Decommissioning Process for Nuclear Power Plant involves removing the used nuclear fuel from the reactor, placing it into the used fuel pool, and eventually into dry storage containers (which can be stored on-site or transported off-site); dismantling systems or components containing radioactive products (e.g., the reactor vessel). The companies that operate nuclear power plants can use one or both of two options to decommission their facilities: SAFSTOR (Safe Storage) or DECON (Decontamination). Generally, sites must spend no longer than 50 years in SAFSTOR to allow up to 10 years for decontamination. The entire process must be completed within 60 years. (Source: www.nei.org/)

DECON (Decontamination): The plant is dismantled in a process similar to the DECON option once radioactivity has decayed to lower levels and the safety risk to workers is substantially reduced. In DECON phase, the operator first decontaminates or removes contaminated equipment and materials. The removal of used nuclear fuel rods and equipment—which accounts for over 99 percent of the plant’s radioactivity—lowers the radiation level in the facility and significantly reduces the potential exposure to workers during subsequent decommissioning operations. DECON can take five years or more. Both of these options allow companies to choose the optimal time and method for decommissioning their particular site. Companies can choose to start DECON at the beginning of the 60-year period. In reality, most plants use a combination of the two approaches, conducting some dismantlement while setting aside funds to pay for others later. (Source: www.nei.org/)
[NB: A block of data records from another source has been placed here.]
PR #9554, opened 2026-01-07
chore: Disable macOS keyboard experiment CI

gonfunko:
## The basics
This PR disables running the keyboard-experimentation CI test under macOS, since this has been failing for months and the same test under Ubuntu is working fine. Until we can resolve the failure, this is just noise and makes it harder to spot legitimate regressions or failures.


maribethb (approved):
:(

PR #9555, opened 2026-01-08
fix: Annotate potentially blocking event listeners with passivity

### LINKED ISSUE #9542: Non-passive wheel event listener warning when both move.wheel and zoom.wheel are enabled
### Check for duplicates

### Description

When using Blockly, a Chrome console warning appears about a non-passive event listener being added to a scroll-blocking wheel event.

Image

This warning seems to occur when both move.wheel and zoom.wheel are enabled in the Blockly.inject options. Functionally, the workspace behaves as expected (mouse wheel scrolls the workspace, and Ctrl + mouse wheel zooms), and there are no noticeable performance issues. However, the warning is consistently logged, and I’m concerned about potential future implications.

I’d like to confirm whether this behavior is expected and whether there is a recommended way to avoid this warning.

### Reproduction steps

1. Use Blockly v12
2. Inject a Blockly workspace with both move.wheel and zoom.wheel enabled:
```js
Blockly.inject(blocklyDiv, {
  move: {
    scrollbars: true,
    drag: true,
    wheel: true,
  },
  zoom: {
    wheel: true,
  },
});
```
3. Open Chrome DevTools and check the console.
4. Scroll the mouse wheel over the workspace or use Ctrl + mouse wheel to zoom.
5. Observe the non-passive event listener warning in the console.

### Priority

**Low**
- There is no functional or performance issue observed.
- This is mainly a console warning and a potential future concern rather than a blocking bug.

### Stack trace

```shell
[Violation] Added non-passive event listener to a scroll-blocking 'wheel' event.
Consider marking event handler as 'passive' to make the page more responsive.
See https://www.chromestatus.com/feature/5745543795965952

L @ blockly-IxHXmmBh.js:1
createDom @ blockly-IxHXmmBh.js:661
init @ blockly-IxHXmmBh.js:657
init @ blockly-IxHXmmBh.js:757
...
```

### Screenshots

Image

### Browsers

Chrome desktop

gonfunko:
## The basics

### Resolves

Fixes #9542

### Proposed Changes
This PR updates `(conditional)Bind` to take an additional optional parameter corresponding to the `addEventListener` [`options` argument](https://developer.mozilla.org/en-US/docs/Web/API/EventTarget/addEventListener#options). This allows us to specify whether `touchstart` and `wheel` events are or are not passive. Passive events are those which will never call `preventDefault()`; in that case, performance can be improved because the browser can run the event handler asynchronously, whereas if there is a possibility of `preventDefault()` being called, the browser needs to run the whole event handler before scrolling or responding to the touch in case the event handler prevents it, which causes jank commensurate with the complexity of the event handler.

Chrome has started notifying about this in the console, so this also cleans that up. There is still some logging about `touchstart` in the advanced playground, but it seems that that's coming from one of its dependencies.


core/browser_events.ts
```diff
@@ -33,6 +33,18 @@ const LINE_MODE_MULTIPLIER = 40;
  */
 const PAGE_MODE_MULTIPLIER = 125;
 
+/**
+ * Options to control the behavior of bound event listeners. Based on
+ * https://developer.mozilla.org/en-US/docs/Web/API/EventTarget/addEventListener#options
+ * and should be kept consistent with web standards as they evolve.
+ */
+export type BindOptions = {
```
maribethb: what about 

```
type BindOptions = Parameters<typeof addEventListener>[2];
```

the magic number is not ideal, but the chances that the parameter order for `addEventListener` changes are essentially 0 so I think it's better than us having to update for a new option being added.

I might even consider inlining this into the function signature rather than exporting the type, if someone needs it they can create it the same way. or if you export it then consider naming it `EventListenerOptions` instead. if we did want to add an options object to the actual bind function then you've used the name that would be least confusing for that. you can't simply shove more options in here since it has to match the options passed to `addEventListener`

maribethb (approved):

core/browser_events.ts
gonfunko: Thanks for flagging this, I dug a bit more and turns out there's actually a `AddEventListenerOptions` type known to TS that's used for the actual argument to `addEventListener()`. Updated to just use that.

maribethb: oh, sweet! nice find

PR #9812, opened 2026-05-04
fix: Added comma between labels for fields when composing ARIA label strings

### LINKED ISSUE #9791: [v13.0.0-beta.2] Block label commas inconsistent
### Check for duplicates

### Description

In the previous implementation, commas in the aria-label were used to wrap inputs in order to make these more pronounced to help screen reader users infer that these are in fact inputs. Commas in the current version are either missing, or can occur in unexpected places, perhaps before the label attached to an input. Please see the "show number" block below for an example of the latter.

### Reproduction steps

1. 
2. 
3.

### Priority

_No response_

### Stack trace

```shell

```

### Screenshots

Image

Details of the output aside, I would expect commas to appear in this output as follows: "to, dropdown: Variables 'item', append text, image: "text: empty image:', has input, command"

Image

I would expect: "show number, number: 0, has input, command" whereas the comma currently occurs in between "show" and "number".

### Browsers

_No response_

lizschwab:
## The basics

### Resolves

Fixes https://github.com/RaspberryPiFoundation/blockly/issues/9791

### Proposed Changes

Adds a comma between inputs when joining together the array of input labels.

Screenshot:

Screenshot 2026-05-04 at 12 11 09 PM

### Reason for Changes

This change will add a comma between labels for fields when composing the ARIA label string. This signals to the screenreader that it should pause, which gives screenreader users valuable information about the composition of the block.

### Test Coverage

N/A

### DIFF
--- a/packages/blockly/tests/mocha/input_test.js
+++ b/packages/blockly/tests/mocha/input_test.js
@@ -369,17 +369,11 @@ suite('Inputs', function () {
       assert.equal(labelA, labelB);
     });
     test('Field labels are comma separated', function () {
-      this.block
-        .appendDummyInput('NAME')
-        .appendField(new Blockly.FieldTextInput('text'), 'NAME');
-      this.block
-        .appendDummyInput('VALUE')
-        .appendField(new Blockly.FieldNumber('number'), 'VALUE');
+      this.block.appendDummyInput().appendField('first').appendField('second');
 
       const label = this.block.getAriaLabel();
-      const inputLabels = this.block.inputList.map((input) => input.getLabel());
 
-      assert.include(label, inputLabels.join(', '));
+      assert.include(label, 'first, second');
     });
   });
 });
--- a/packages/blockly/tests/mocha/input_test.js
+++ b/packages/blockly/tests/mocha/input_test.js
@@ -368,5 +368,18 @@ suite('Inputs', function () {
       // AriaLabelProvider and without setting the provider (the default label)
       assert.equal(labelA, labelB);
     });
+    test('Field labels are comma separated', function () {
+      this.block
+        .appendDummyInput('NAME')
+        .appendField(new Blockly.FieldTextInput('text'), 'NAME');
+      this.block
+        .appendDummyInput('VALUE')
+        .appendField(new Blockly.FieldNumber('number'), 'VALUE');
+
+      const label = this.block.getAriaLabel();
+      const inputLabels = this.block.inputList.map((input) => input.getLabel());
+
+      assert.include(label, inputLabels.join(', '));
+    });
   });
 });
--- a/packages/blockly/core/inputs/input.ts
+++ b/packages/blockly/core/inputs/input.ts
@@ -413,7 +413,7 @@ export class Input {
         );
       }
     }
-    return labels.join(' ');
+    return labels.join(', ');
   }
 
   /**


mikeharv (commented):
Considering that this is a deliberate change, and the behavior has evidently flipped a couple times already, could we add a test?

packages/blockly/tests/mocha/input_test.js
```diff
@@ -368,5 +368,18 @@ suite('Inputs', function () {
       // AriaLabelProvider and without setting the provider (the default label)
       assert.equal(labelA, labelB);
     });
+    test('Field labels are comma separated', function () {
```
mikeharv, line 371: Thanks for adding a test. Unfortunately, I think it's giving a false positive as it is currently written. In fact, it passes without your core change. This is because each of your test inputs below only have a single field. It would work better to model a single input with multiple fields, since `getLabel()` composes from all labels within the input.
For example, you could do:
```
const input = this.block.appendDummyInput().appendField('first').appendField('second');
assert.include(input.getLabel(), 'first, second');
```

Using label fields like this also makes it clear that multiple labels being comma-separated is intentional. If we decided to make an exception for these later, we'd want to expand this to several tests covering different combinations of field types on the same input.

packages/blockly/tests/mocha/input_test.js
```diff
@@ -368,5 +368,18 @@ suite('Inputs', function () {
...
+        .appendDummyInput('NAME')
+        .appendField(new Blockly.FieldTextInput('text'), 'NAME');
+      this.block
+        .appendDummyInput('VALUE')
+        .appendField(new Blockly.FieldNumber('number'), 'VALUE');
+
+      const label = this.block.getAriaLabel();
+      const inputLabels = this.block.inputList.map((input) => input.getLabel());
+
+      assert.include(label, inputLabels.join(', '));
```
mikeharv: Using the same `.join(', ')` here in the test feels like it's going to give a weaker signal than explicit string comparison, since it's very similar to the way we currently implement this in core. If other parts of the implementation broke, this could continue to pass.

packages/blockly/tests/mocha/input_test.js
```diff
@@ -368,5 +368,18 @@ suite('Inputs', function () {
       // AriaLabelProvider and without setting the provider (the default label)
       assert.equal(labelA, labelB);
     });
+    test('Field labels are comma separated', function () {
+      this.block
+        .appendDummyInput('NAME')
+        .appendField(new Blockly.FieldTextInput('text'), 'NAME');
+      this.block
+        .appendDummyInput('VALUE')
+        .appendField(new Blockly.FieldNumber('number'), 'VALUE');
```
mikeharv: The first constructor arg in `Field` classes is generally going to be an optional but valid default value. `FieldNumber` expects a number (or string that can be cast to a number), so this value `'number'` ends up equivalent to passing `null`.

packages/blockly/tests/mocha/input_test.js
```diff
@@ -368,5 +368,18 @@ suite('Inputs', function () {
       // AriaLabelProvider and without setting the provider (the default label)
       assert.equal(labelA, labelB);
     });
+    test('Field labels are comma separated', function () {
+      this.block
+        .appendDummyInput('NAME')
+        .appendField(new Blockly.FieldTextInput('text'), 'NAME');
```
mikeharv: I think it's fine to omit names for fields and inputs in tests (e.g. `'NAME'`) if we don't need to reference them again later.

mikeharv (approved):

PR #9820, opened 2026-05-06
fix: Adjust keyboard navigation of external inputs

gonfunko:
## The basics

## The details
This PR adjusts the behavior of keyboard navigation on blocks, particularly those with external inputs. Previously, every empty external input or block connected to an external input was treated as being on its own row, so that pressing the up/down arrows would move focus to the next "row". For example, in this screenshot, pressing up would focus the empty "if true" input,  then the "if false" input on the most-deeply-nested ternary block, and so forth.
Screenshot 2026-05-06 at 9 19 13 AM

Now, rows are demarcated solely by (a) next/previous connections (b) separate block stacks, and (c) statement inputs. All nested blocks/inputs/fields inside a block that has a next/previous connection, is a root block, or is part of a clause of a block that has statement inputs are treated as being on its same row. Thus, up arrow in the screenshot above would take you to the previous block stack. Nested inputs/blocks may be visited via the left and right arrows.

### DIFF
--- a/packages/blockly/core/block_svg.ts
+++ b/packages/blockly/core/block_svg.ts
@@ -1978,9 +1978,9 @@ export class BlockSvg
 
   /**
    * Returns an ID for the visual "row" this block is part of. A "row" is
-   * bounded by a previous/next connection or a block stack boundary; all
-   * blocks/inputs nested inside of a block that is a root block or has a next/
-   * previous connection are conceptually part of its same row.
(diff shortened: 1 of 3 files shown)


maribethb (approved):
suggestion for the tsdoc: s/visual/logical when you describe "rows" since they aren't really visual anymore but more a logical grouping of things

Tokamak is an experimental machine designed to harness the energy of fusion. Inside a tokamak, the energy produced through the fusion of atoms is absorbed as heat in the walls of the vessel. Just like a conventional power plant, a fusion power plant will use this heat to produce steam and then electricity by way of turbines and generators. (Source: https://www.iter.org/)

International Atomic Energy Agency (IAEA) was created in 1957 in response to the deep fears and expectations generated by the discoveries and diverse uses of nuclear technology. Widely known as the world’s “Atoms for Peace” organization within the United Nations family, the IAEA is the international centre for cooperation in the nuclear field. The Agency works with its Member States and multiple partners worldwide to promote the safe, secure and peaceful use of nuclear technologies. (Source: www.iaea.org/)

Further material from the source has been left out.